━━━ Exercise data ━━━

PR #2124, opened 2021-11-04
improve code cover for keeper/executors

wilsonc2020:
add unit tests for 
`CreatePool`   
`CreateLiquidityProvider` 
`AddLiquidity` 
`RemoveLiquidityProvider` 
`DecommissionPool` 
`RemoveLiquidity` 
`InitiateSwap` 
`FinalizeSwap` 
`ParseToInt`


khdegraaf (changes requested):
This looks like a good start.  You should fix lint problems at a minimum before we merge, but it would be good to continue with getting the coverage up to maybe 70 or 80% in here if possible.

wilsonc2020:
> This looks like a good start. You should fix lint problems at a minimum before we merge, but it would be good to continue with getting the coverage up to maybe 70 or 80% in here if possible.

fixed lint problems. Thanks~

PR #2130, opened 2021-11-04
Update remove unneeded function param

smartyalgo:
Removing unused param. Is this ok?


banshee:
Yes, it's fine - we should probably rename that function too.

PR #2132, opened 2021-11-05
Cosmos 0.44/ibc go v2.0.0

Jedi2002:
Changes 

1. Switched to ibc-go-v2.0.0-rc0 branch .
2. Removed token converstions on transfer from sifchain -> any network 
3. Modified logic for incoming tokens as follows 
    - If incoming token is Xtoken , do convertions and check whitelist 
    - If incoming token is Non - X token , just check for whitelist  
    
Next Steps

1. Modify tokenregistry as necessary .


x/ibctransfer/keeper/msg_server.go
```diff
@@ -46,26 +45,6 @@ func (srv msgServer) Transfer(goCtx context.Context, msg *sdktransfertypes.MsgTr
...
-				return nil, types.ErrAmountTooLargeToSend
-			}
-			err := helpers.PrepareToSendConvertedCoins(goCtx, msg, token, tokenConversion, srv.bankKeeper)
-			if err != nil {
-				return nil, sdkerrors.Wrap(types.ErrConvertingToCounterpartyDenom, err.Error())
-			}
-			msg.Token = tokenConversion
-		}
-	}
 	if !msg.Token.Amount.IsInt64() {
```
AustinoBombino, line 48: Do we still need these checks?

x/ibctransfer/onrecv_ack.go
```diff
@@ -25,21 +25,21 @@ func OnAcknowledgementMaybeConvert(
 	packet channeltypes.Packet,
```
AustinoBombino, line 25: Do we still need this function? Looks like it's no longer used.

AustinoBombino (commented):
logic changes look good, just a couple questions above about whether we need to keep some things

timlind (approved):

PR #2152, opened 2021-11-11
store the denom in map for performance

juniuszhou:


x/tokenregistry/keeper/keeper.go
```diff
@@ -85,75 +85,67 @@ func (k keeper) CheckDenomPermissions(ctx sdk.Context, denom string, requiredPer
 	return true
 }
 
+func (k keeper) GetDenomPrefix(ctx sdk.Context, denom string) []byte {
```
smartyalgo, line 88: Does this need to be visible outside of the package?

smartyalgo: If not, I think we can make it lowercase

x/tokenregistry/keeper/keeper.go
```diff
@@ -85,75 +85,67 @@ func (k keeper) CheckDenomPermissions(ctx sdk.Context, denom string, requiredPer
...
-	}
 
-	return types.RegistryEntry{
-		IsWhitelisted: false,
-		Denom:         denom,
-	}
+	var entry types.RegistryEntry
+	key := k.GetDenomPrefix(ctx, denom)
+	store := ctx.KVStore(k.storeKey)
+	bz := store.Get(key)
```
smartyalgo, line 97: bz is hard to understand, can you update this var name to be more descriptive?

x/tokenregistry/keeper/keeper.go
```diff
@@ -85,75 +85,67 @@ func (k keeper) CheckDenomPermissions(ctx sdk.Context, denom string, requiredPer
 	return true
 }
 
+func (k keeper) GetDenomPrefix(ctx sdk.Context, denom string) []byte {
+	return append(types.TokenDenomPrefix, []byte(denom)...)
+}
+
 func (k keeper) GetDenom(ctx sdk.Context, denom string) types.RegistryEntry {
```
smartyalgo, line 92: This func, if denom is not found, returns a RegistryEntry with Denom = denom.

Are we preserving it in this revision? I suggest adding a unit test to encapsulate this behaviour

smartyalgo (changes requested):

x/tokenregistry/keeper/keeper.go
```diff
@@ -85,75 +85,67 @@ func (k keeper) CheckDenomPermissions(ctx sdk.Context, denom string, requiredPer
...
-		if wl.Entries[i] != nil && strings.EqualFold(wl.Entries[i].Denom, denom) {
-			return *wl.Entries[i]
-		}
-	}
 
-	return types.RegistryEntry{
-		IsWhitelisted: false,
-		Denom:         denom,
-	}
+	var entry types.RegistryEntry
```
banshee, line 94: GetDenom needs to return a valid struct if there's no key stored for the denom

banshee:
It turns out that develop has changed this so much we're going to need to rework it anyway.  Let's take this PR for peggy2 and do the work necessary when we merge in develop to future/peggy2.

banshee (approved):

x/tokenregistry/keeper/keeper.go
juniuszhou: should be lowercase, not used outside.

x/tokenregistry/keeper/keeper.go
juniuszhou: accepted.

PR #2171, opened 2021-11-12
Reward Inflation Upgrade Handler

AustinoBombino:


app/setup_handlers.go
```diff
@@ -4,13 +4,29 @@ import (
...
+		if !ok {
+			panic("failed to convert mint amount")
+		}
+		mintCoins := sdk.NewCoins(sdk.NewCoin(app.StakingKeeper.BondDenom(ctx), mintAmount))
+		err := app.BankKeeper.MintCoins(ctx, dispensationtypes.ModuleName, mintCoins)
+		if err != nil {
+			panic(err)
+		}
+		// err = app.BankKeeper.SendCoinsFromModuleToAccount(ctx, dispensationtypes.ModuleName, address, mintCoins) // TODO: get destination address
+		// if err != nil {
```
marshsif: sif1ct2s3t8u2kffjpaekhtngzv6yc4vm97xajqyl3
the destination address, which is the same one we've used for distributions in the past

app/setup_handlers.go
```diff
@@ -4,13 +4,33 @@ import (
 	storetypes "github.com/cosmos/cosmos-sdk/store/types"
 	sdk "github.com/cosmos/cosmos-sdk/types"
 	"github.com/cosmos/cosmos-sdk/x/upgrade/types"
+
+	dispensationtypes "github.com/Sifchain/sifnode/x/dispensation/types"
 )
 
-const upgradeName = "0.9.12"
+const upgradeName = "Reward-Mint"
```
intl-man, line 11: We need to set this as the version (e.g.: 0.9.13).

banshee:
This shouldn't involve develop.  Needs to be a branch from master.

banshee (changes requested):
This can't be branched from develop.

app/setup_handlers.go
```diff
@@ -4,13 +4,33 @@ import (
...
 
 func SetupHandlers(app *SifchainApp) {
 	app.UpgradeKeeper.SetUpgradeHandler(upgradeName, func(ctx sdk.Context, plan types.Plan) {
 		app.Logger().Info("Running upgrade handler for " + upgradeName)
+
+		mintAmount, ok := sdk.NewIntFromString("200000000000000000000000000")
+		if !ok {
+			panic("failed to convert mint amount")
+		}
+		mintCoins := sdk.NewCoins(sdk.NewCoin(app.StakingKeeper.BondDenom(ctx), mintAmount))
```
banshee, line 21: We need a check to make sure the mint only happens on a single release.  If someone did a hotfix without removing this code, I think we'd mint another batch.

banshee (changes requested):

AustinoBombino:
closed to branch off of master:
https://github.com/Sifchain/sifnode/pull/2172

iverc (commented):
@AustinoBombino we should add a version check to only trigger the logic on a specific version (0.9.14) and discard it otherwise.

PR #740, opened 2018-12-24
Release/0.7.0

loning:
- [x] remove logging attributes
- [ ] rename AElf.Kernel.Types to AElf.Types
- [ ] remove the dependency of configuration when configure services.
- [ ] replace static configuration #800 
- [ ] merge all RPC/webapi servers into one server. a node when startup, it will start a MVC website. and controller will be injected. and module dependency will decide what controllers will be injected.
- [ ] use asp.net core mvc to implement RPC server instead of the json rpc server
- [x] startup
- [ ] AElf.Network => GRPC


loning:
- [x] Only inmemory db type testing works, run with redis and ssdb will throw exception.
- [ ] Config file not works, only command line works normally.
- [ ] Standalone node launch successful, but rpc api service not works. Call connec_chain api return "500 Internal Server Error" error.
- [ ] Run with CLI2 to get node height, return error 'Invalid JSON RPC response: {"error":"HttpRequestorError","details":"JSON.parse Error: Unexpected input at position:0"} '.
- [x] Output log print not including timestamp, it's not convenient for issue debugging, especially for some stuck situation.
- [x] Not verify multiple nodes due to cannot run on one machine with inmemory db, will test when other types db works.
- [ ] Not verify user transaction due to rpc api and CLI2 not available.

loning:
@EricBlack also if possible, bugs with more details such as exception details much better

EricBlack:
> @EricBlack also if possible, bugs with more details such as exception details much better

Ok, I will provided more details in later new bugs, thanks for your reminder. 
For your branch, do you think I just log new issues in issue list or sent comments in your PR request, which do you prefer?

loning:
@EricBlack RPC server can work now, please test

PR #766, opened 2019-01-02
Feature/new Launcher and RPC server

loning:
- [x] create a new asp.net core 2.0 project AElf.FullNodeHosting
- [x] remove TerminatedModule
- [x] register JSON-RPC service
- [x] unit tests for RPC service and RPC server

I have noticed, when we implement RPC server, we also use a IOC container.
Currently we create a new server and use a new IOC container.

In my view, we can build a full node in the stack of asp.net core, and make the RPC as a module, we can also still use the RPC implement.

and also, I have noticed that the WebManagement and RPC miner have different RPC implement, maybe we should make them in the same way.

Can we implement a service that support GRPC, JSON-RPC and WEBAPI in the same time?


loning:
@samfrb @shiwk

PR #768, opened 2019-01-02
Fix node sync up

samfrb:
- Peer.IsSyncingHistory has been reverted to its original meaning. 
- The blocks are, for now, not requested in parallel. 
- Issue to be re-implemented: during normal sync, a failed request needs to trigger a sync to someone else.
- Fix init sync when target is lower than first announce (sync up to the lowest announce height).


samfrb:
fixes #768

PR #793, opened 2019-01-08
Feature shared bp

shiwk:
- [x] Fix incorrect block execution result.
- [x] Enable side chain indexing fee.
- [x] Fix irregular LIBs.
- [x] Complete shared BP cross chain.


shiwk:
Fix #796

PR #814, opened 2019-01-14
Feature/statemanager 20190113

loning:
- [ ] add inMemory cache for BlockStateSet


loning:
how to use: https://github.com/AElfProject/AElf/pull/814/files#diff-0e63505a2142e99e732703ed425299d3

@gldeng

PR #821, opened 2019-01-16
Improve protobuf types & dependency

rosona:
- [ ] Move all protobuf file to AElf.Types project and update the referenced project
- [ ] Rebuild types dependency and refactor types partial class
- [ ] Review/improve protobuf types, namespace and classification


loning:
ok, but we may change the ci shell script to generate protobuf cs files

rosona:
> https://github.com/travis-ci/container-example/blob/master/install-protobuf.sh

In the beginning, this solution(shell script) was used, there is no problem with CI, and there are several inconveniences for developers:
- It maybe inconveniences if not auto generate cs files with dotnet build, it needs to be run separately.
- The shell script has platform compatibility (windows)

There is another solution I have seen before: https://grpc.io/blog/grpc-dotnet-build, Do you think it is better? 

Today I will merge this PR first, I will include this changes in the next PR.

PR #838, opened 2019-01-24
Refactor/network

samfrb:
Tasks related to the refactor, these can change according to remarks and redesign:

- [x] Add proto definitions and wire up the csproj.
- [x] Init: connect to bootnodes.
- [x] Report handshake logic.
- [x] Transaction dispatch.
- [ ] Report other less important items like timeouts, keepalive...
- [x] Move to OS.
- [ ] Cleanup, review and tests.
- [x] Rewire RPC get/add/remove peers.


AElf.OS.Network.Grpc/GrpcNetworkManager.cs
```diff
@@ -0,0 +1,275 @@
...
+            Logger = NullLogger<GrpcNetworkManager>.Instance;
+            
+             _localEventBus = localEventBus;
+            
+            _authenticatedPeers = new List<GrpcPeer>();
+            
+            _networkOptions = options.Value;
+        }
+        
+        public async Task StartAsync()
```
loning: a manager should not have status, so we need to remove server start out of manager

we should make the server as singleton, and start it in the OnApplicationInitialize method in the module of the project

AElf.OS/Network/INetworkManager.cs
```diff
@@ -0,0 +1,20 @@
...
+    public interface INetworkManager
+    {
+        Task<bool> AddPeerAsync(string address);
+        Task<bool> RemovePeerAsync(string address);
+        List<string> GetPeers();
+        
+        Task<IBlock> GetBlockByHash(Hash hash, string peer = null);
+        Task BroadcastAnnounce(Block b);
+        
+        Task StartAsync();
```
loning: remove start and stop

AElf.OS/Network/INetworkManager.cs
```diff
@@ -0,0 +1,20 @@
...
+namespace AElf.OS.Network
+{
+    public interface INetworkManager
+    {
+        Task<bool> AddPeerAsync(string address);
+        Task<bool> RemovePeerAsync(string address);
+        List<string> GetPeers();
+        
+        Task<IBlock> GetBlockByHash(Hash hash, string peer = null);
+        Task BroadcastAnnounce(Block b);
```
loning: do not broadcast a block, just only send the announce of {block hash, height} or block header

AElf.OS/Network/INetworkService.cs
```diff
@@ -0,0 +1,19 @@
+using System.Collections.Generic;
+using System.Threading.Tasks;
+using AElf.Common;
+using AElf.Kernel;
+
+namespace AElf.OS.Network
+{
+    public interface INetworkService
+    {
+        void AddPeer(string address);
```
loning: if network service has the same method with network manager, we do not need it.

just check the different between manager and service

AElf.OS.Network.Grpc/GrpcNetworkManager.cs
samfrb: I agree, and in this case I propose we rename the class and not use a "Manager" for the network layer (I don't see why we should use one actually (?)). This class (I'm not sure what to name it yet) can of course be Singleton, no problem.
Also ok for using OnApplicationInit for starting the net layer.

AElf.OS/Network/INetworkManager.cs
samfrb: see comment about "GrpcNetworkManager", it maybe just needs renaming.

AElf.OS/Network/INetworkManager.cs
samfrb: Yes agreed, no need for the block at this point.

AElf.OS/Network/INetworkService.cs
samfrb: In this case, as said in other comments, we don't really need anything that's a "Manager". In my opinion we can use the "NetworkService" (used internally by our RPC and handlers in our system) and "ServerSingleton" (maybe not final name), these two are enough.

AElf.OS.Network.Grpc/GrpcPeerService.cs
```diff
@@ -0,0 +1,191 @@
...
+        /// clients authentication information. When receiving this call, protocol dictates you send the client your auth
+        /// information. The response says whether or not you can connect.
+        /// </summary>
+        public override Task<AuthResponse> Connect(Handshake request, ServerCallContext context)
+        {
+            Logger?.LogTrace($"[{context.Peer}] has initiated a connection request.");
+            
+            try
+            {
+                var peerServer = context.Peer.Split(":")[1] + ":" + request.HskData.ListeningPort;
```
loning: context.Peer.Split(":")[1]

may make a class, Parse(string ) ToString().

do not split everywhere...

loning: or you can store it using Url class

AElf.OS.Network.Grpc/GrpcNetworkService.cs
```diff
@@ -0,0 +1,110 @@
...
+        
+        private IAElfNetworkServer _server;
+
+        public GrpcNetworkService(IAElfNetworkServer server)
+        {
+            _server = server;
+            _logger = NullLogger<GrpcNetworkServer>.Instance;
+        }
+
+        public void AddPeer(string address)
```
loning: => Task AddPeerAsync

AElf.OS.Network.Grpc/GrpcNetworkService.cs
```diff
@@ -0,0 +1,110 @@
...
+        {
+            _server.AddPeerAsync(address);
+        }
+
+        public Task RemovePeer(string address)
```
loning: RemovePeerAsync

loning: also change other method names

AElf.OS.Network.Grpc/GrpcNetworkServer.cs
```diff
@@ -0,0 +1,207 @@
...
+            Logger = NullLogger<GrpcNetworkServer>.Instance;
+            EventBus = NullLocalEventBus.Instance;
+            
+            _authenticatedPeers = new List<GrpcPeer>();
+        }
+        
+        public async Task StartAsync()
+        {
+            // todo inject block service
+            var p = new GrpcPeerService(this, _blockService);
```
loning: maybe you should implement IPeerAuthentificator in another class ,

you can implement a factory to avoid use new operation like https://github.com/abpframework/abp/blob/55458a7a081f6eb6124d55950d4d61e5a48f5fc7/framework/src/Volo.Abp.EventBus/Volo/Abp/EventBus/IocEventHandlerFactory.cs

AElf.OS.Network.Grpc/GrpcNetworkServer.cs
```diff
@@ -0,0 +1,207 @@
...
+            p.EventBus = EventBus;
+            
+            p.PeerSentDisconnection += POnPeerSentDisconnection;
+            
+            _server = new Server {
+                Services = { PeerService.BindService(p) },
+                Ports = { new ServerPort(IPAddress.Any.ToString(), _networkOptions.ListeningPort, ServerCredentials.Insecure) }
+            };
+            
+            _server.Start();
```
loning: should use await Task.Run(_server.Start);

cause _server.Start has some IO operations may block the async method.

AElf.OS.Network.Grpc/GrpcNetworkServer.cs
```diff
@@ -0,0 +1,207 @@
...
+            
+            // Add the provided boot nodes
+            if (_networkOptions.BootNodes != null && _networkOptions.BootNodes.Any())
+            {
+                foreach (var btn in _networkOptions.BootNodes)
+                {
+                    await Dial(btn);
```
loning: maybe Task.WaitAll(_networkOptions.BootNodes.Select(btn => Dial(btn)).ToArray())

loning: if one timeout 2s, 10 boots we need to wait 20s, but parallel connection can keep wait only 2s.

AElf.OS.Network.Grpc/GrpcNetworkServer.cs
```diff
@@ -0,0 +1,207 @@
...
+                Logger.LogError(e, $"Error while connection to {address}.");
+                return false;
+            }
+        }
+
+        public async Task StopAsync()
+        {
+            await _server.KillAsync();
+            
+            foreach (var peer in _authenticatedPeers)
```
loning: maybe we do not need to tell other peer we are offline.

other node will do ping to us, it should have a logic to keep alive.

samfrb: In my mind order is:
1. Disconnect message when we can (clean disconnect, clear connection asap, can even help debugging if we had a "reason")
2. Keepalive, this will eventually detect that the peer is offline (grpc does this).

loning: if we need a restart work, send shutdown message to other nodes may make the shutdown time much longer..

maybe we can leave these, and if in the future we need them, we add the feature that time.

AElf.OS.Network.Grpc/GrpcNetworkServer.cs
```diff
@@ -58,15 +58,13 @@ public async Task StartAsync()
...
+            await Task.Run(() => _server.Start());
             
             // Add the provided boot nodes
             if (_networkOptions.BootNodes != null && _networkOptions.BootNodes.Any())
             {
-                foreach (var btn in _networkOptions.BootNodes)
-                {
-                    await Dial(btn);
-                }
+                List<Task<bool>> taskList = _networkOptions.BootNodes.Select(Dial).ToList();
```
loning: var tasks = _networkOptions.BootNodes.Select(Dial).As<Task>().ToArray();
Task.WaitAll(tasks);

AElf.OS.Network.Grpc/GrpcNetworkServer.cs
```diff
@@ -94,7 +92,7 @@ private async Task<bool> Dial(string address)
                 var client = new PeerService.PeerServiceClient(channel);
                 var hsk = BuildHandshake();
                         
-                var resp = await client.ConnectAsync(hsk);
+                var resp = await client.ConnectAsync(hsk, new CallOptions().WithDeadline(DateTime.UtcNow.AddSeconds(2)));
```
loning: inject a options class to replace 2

PR #920, opened 2019-02-23
Added a few handlers

gldeng:


AElf.OS.Network.Grpc/GrpcUrl.cs
```diff
@@ -17,6 +17,11 @@ public static GrpcUrl Parse(string address)
             return url;
         }
         
+        public string ToIpPortFormat()
```
loning: You can use System.Uri or System.Net.IpAddress

no need to implement by your self

loning: @samfrb

AElf.OS.Network.Grpc/GrpcPeerPool.cs
```diff
@@ -134,7 +134,7 @@ public GrpcPeer FindPeer(string peerEndpoint, byte[] publicKey = null)
             IEnumerable<GrpcPeer> toFind = _authenticatedPeers;
 
             if (!string.IsNullOrWhiteSpace(peerEndpoint))
-                toFind = toFind.Where(p => p.PeerAddress == peerEndpoint);
+                toFind = toFind.Where(p => p.PeerAddress == peerEndpoint || peerEndpoint.EndsWith(p.RemoteListenPort));
```
loning: do not use port to match peer.

just public key

AElf.OS.Network.Grpc/GrpcUrl.cs
samfrb: will be solved by #940

AElf.OS.Network.Grpc/GrpcPeerPool.cs
samfrb: will be solved by #940

PR #922, opened 2019-02-25
improve unit test

zhxymh:
AElf.Kernel
  - [x] BlockGenerationService
  - [x] FullBlockchainService
  - [x] TransactionResultManager
  - [x] ChainCreationService
  - [x] FullBlockchainExecutingService


AElf.Kernel.Tests/Managers/ChainManagerTests.cs
```diff
@@ -1,573 +0,0 @@
-using System;
```
loning: why deleted？

zhxymh: ChainManagerTests is already exists. somebody add a new one, and commented this before.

━━━

• _Exercise goal_
Only a number is wanted here: how many lines of the data hold the string "Kernel".

• _Exercise output_
4